Exercise directions -> Down to the final line, print the records again exactly.

Records for this task ->
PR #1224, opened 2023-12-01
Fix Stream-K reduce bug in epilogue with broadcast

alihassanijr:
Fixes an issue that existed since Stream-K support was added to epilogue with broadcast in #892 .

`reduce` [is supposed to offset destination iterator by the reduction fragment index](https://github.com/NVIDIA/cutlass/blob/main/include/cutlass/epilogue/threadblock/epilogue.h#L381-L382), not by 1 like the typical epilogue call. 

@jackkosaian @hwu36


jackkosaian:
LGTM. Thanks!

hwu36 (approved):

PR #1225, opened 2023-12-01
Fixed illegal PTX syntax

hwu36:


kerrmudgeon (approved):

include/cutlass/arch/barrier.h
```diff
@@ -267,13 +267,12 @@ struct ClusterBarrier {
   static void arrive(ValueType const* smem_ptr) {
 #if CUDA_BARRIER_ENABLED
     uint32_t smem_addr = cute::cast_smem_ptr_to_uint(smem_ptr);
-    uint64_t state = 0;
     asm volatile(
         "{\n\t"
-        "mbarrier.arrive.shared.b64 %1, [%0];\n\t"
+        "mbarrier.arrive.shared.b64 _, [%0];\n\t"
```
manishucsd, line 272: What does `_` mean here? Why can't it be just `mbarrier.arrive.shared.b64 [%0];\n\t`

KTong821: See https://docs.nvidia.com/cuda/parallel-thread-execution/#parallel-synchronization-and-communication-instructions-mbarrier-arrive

Reply ->
PR #1224, opened 2023-12-01
Fix Stream-K reduce bug in epilogue with broadcast

alihassanijr:
Fixes an issue that existed since Stream-K support was added to epilogue with broadcast in #892 .

`reduce` [is supposed to offset destination iterator by the reduction fragment index](https://github.com/NVIDIA/cutlass/blob/main/include/cutlass/epilogue/threadblock/epilogue.h#L381-L382), not by 1 like the typical epilogue call. 

@jackkosaian @hwu36


jackkosaian:
LGTM. Thanks!

hwu36 (approved):

PR #1225, opened 2023-12-01
Fixed illegal PTX syntax

hwu36:


kerrmudgeon (approved):

include/cutlass/arch/barrier.h
```diff
@@ -267,13 +267,12 @@ struct ClusterBarrier {
   static void arrive(ValueType const* smem_ptr) {
 #if CUDA_BARRIER_ENABLED
     uint32_t smem_addr = cute::cast_smem_ptr_to_uint(smem_ptr);
-    uint64_t state = 0;
     asm volatile(
         "{\n\t"
-        "mbarrier.arrive.shared.b64 %1, [%0];\n\t"
+        "mbarrier.arrive.shared.b64 _, [%0];\n\t"
```
manishucsd, line 272: What does `_` mean here? Why can't it be just `mbarrier.arrive.shared.b64 [%0];\n\t`

KTong821: See https://docs.nvidia.com/cuda/parallel-thread-execution/#parallel-synchronization-and-communication-instructions-mbarrier-arrive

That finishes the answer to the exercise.